### DATA EXTRACTS
PR #195, opened 2026-07-14
feat: cycle a grid cell through a stream playlist on an interval

### LINKED ISSUE #77: Feature: add stream rotation / playlist cycling

No cycling/playlist logic exists; `rotate-stream` (`index.ts:379-383`) is video *orientation*, and the Twitch vote (`TwitchBot.ts:52-55`) only switches the listening slot.

**Desired** — an optional per-cell or per-wall playlist that cycles a set of streams on an interval.

_Source: feature/DX analysis_

NilsR0711:
## Problem

There was no cycling/playlist logic in Streamwall. `rotate-stream` only controls video *orientation* (image rotation), and the Twitch chat vote only switches which existing cell's audio is listened to — neither changes which stream occupies a grid cell over time.

## Solution

Adds an optional, config-driven playlist feature: any grid cell can be configured to cycle through a fixed list of stream URLs on an interval.

- `[[playlist]]` config table (`view`, `interval`, `urls`), validated in `config.ts`:
  - `view` must be within the configured grid (`grid.cols * grid.rows`).
  - `urls` must be non-empty.
  - `interval` must be positive.
  - Two entries can't target the same view.
- New `PlaylistScheduler` (`packages/streamwall/src/main/playlist.ts`) advances each configured view on its own timer, resolving each URL to its current stream ID at the moment of the advance (not once at startup), so it keeps working as data sources refresh. A URL that doesn't currently resolve to a known stream is skipped with a console warning rather than crashing, and the cursor still advances so it isn't stuck retrying the same URL forever.
- Wired into `index.ts`: the scheduler writes into the same Yjs `viewsState` that manual drag-to-place already uses, so it flows through the existing `updateViewsFromStateDoc → StreamWindow.setViews → DISPLAY` pipeline with no new rendering plumbing.
- Documented in `README.md` and `example.config.toml`.

### Architecture decisions

- **Config-driven, not a new `ControlCommand`.** The playlist definition is static per-deployment (like `twitch.vote.interval`), so it lives in `config.toml` rather than adding new remote-control surface. This keeps the change scoped to the issue's "optional per-cell playlist" ask without expanding the control-UI/uplink attack surface.
- **Writes through `viewsState`, not a parallel state store.** Reuses the exact mechanism `handleSetView`/drag-and-drop already use, so no changes were needed to `StreamWindow` or the view state machine.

### PROMPT
Collect, from the material above, every line containing the word "must".

### OUTPUT FOR THIS EXERCISE
  - `view` must be within the configured grid (`grid.cols * grid.rows`).
  - `urls` must be non-empty.
  - `interval` must be positive.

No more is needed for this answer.